We show below an example of the model training and forecasting performance for the 3-day forecasting of PF>10 MeV. To summarise, we implemented forecasting models to do short-term and long-term forecasting for the integral protons flux in 3 energy channels based on the data of the previous 4 solar cycles and by using 7 input features that reflect the solar activity state. The MSE of prediction of the PF>30 MeV channel is generally the highest in both the long-term and short-term forecasting, while the MSE for the PF>10 MeV is the lowest.

For the long-term forecasting, the MSE increases at larger future horizons, as expected, except for the PF>30 MeV and PF>60 MeV — The MSE for the PF>10 MeV is similar up to 3 digits for the 5-day and 7-day forecasting. The MSE for the PF>10 MeV is similar up to 3 digits for the 12-hr and 24-hr forecasting. The same applies to the PF>30 MeV. The MSE for the PF>60 MeV is similar up to 3 digits for the 3 forecasting windows, which means that changing the future horizon has very little impact on the model performance.
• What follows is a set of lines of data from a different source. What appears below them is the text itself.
PR #264, opened 2020-04-28
Check for commonly used template domain and IDs

kollivier:
While going through the docs I realized we have been pretty consistent about the template placeholders we have used in the docs and examples, so I thought an easy fix is just to check for them and report them as an error. (Because they've already been used on Studio they won't work anyway.)

### DIFF
--- a/ricecooker/chefs.py
+++ b/ricecooker/chefs.py
@@ -260,6 +260,20 @@ class BaseChef(object):
             return channel
 
         elif hasattr(self, 'channel_info'):
+            # Before going any further, make sure there aren't template id values in their channel info.
+            template_domains = ['<yourdomain.org>']
+            using_template_domain = self.channel_info['CHANNEL_SOURCE_DOMAIN'] in template_domains
+            if using_template_domain:
+                config.LOGGER.error("Template source domain detected. Please set CHANNEL_SOURCE_DOMAIN before running this chef.")
+
+            template_ids = ['<unique id for the channel>', '<yourid>']
+            using_template_source_id = self.channel_info['CHANNEL_SOURCE_ID'] in template_ids
+            if using_template_source_id:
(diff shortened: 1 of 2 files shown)


ivanistheone:
Nice idea. We should standardize all examples/ and sample code to use these values.

One issue is this won't catch chefs that implement a custom `get_channel` method like these examples https://ricecooker.readthedocs.io/en/latest/examples/languages.html although I think this means we should rewrite these examples to use the "standard" approach with `channel_info` attribute and template-standard values '<yourdomain.org>' and  '<unique id for the channel>' 

I guess by the time ricecooker users are creating chefs that implement custom `get_channel` or use LineCook, JsonTreeChef, they probably know how to set source domain and channel source id ;)

ricecooker/chefs.py
```diff
@@ -260,6 +260,20 @@ def get_channel(self, **kwargs):
...
+            # Before going any further, make sure there aren't template id values in their channel info.
+            template_domains = ['<yourdomain.org>']
+            using_template_domain = self.channel_info['CHANNEL_SOURCE_DOMAIN'] in template_domains
+            if using_template_domain:
+                config.LOGGER.error("Template source domain detected. Please set CHANNEL_SOURCE_DOMAIN before running this chef.")
+
+            template_ids = ['<unique id for the channel>', '<yourid>']
+            using_template_source_id = self.channel_info['CHANNEL_SOURCE_ID'] in template_ids
+            if using_template_source_id:
+                config.LOGGER.error("Template source ID deteected. Please set CHANNEL_SOURCE_ID before running this chef.")
```
ivanistheone, line 272: I was confused by the word "Template" on first reading wondering what template. Not sure if I have better alternative though...  Example maybe? Default values?

Also "set" is a bit confusing. Maybe "Change from the default". 

Leaving off perchance inspiration comes before tomorrow, but since none of my suggestions are any better than current options, I'm going to merge as-is tmrw AM.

The model still needs more fine-tuning and the performance can potentially be greatly improved. This work is being prepared for submission to a refereed journal.

Performance of the Bi-LSTM model for forecasting SEP fluxes at 1 au. Panels 1 and 2 show the mean-squared error and mean absolute error metrics during the model training, demonstrating convergence. Panel 3 shows a comparison between the observed and forecasted proton fluxes. Panel 4 demonstrates the comparison for a short segment of the validation dataset.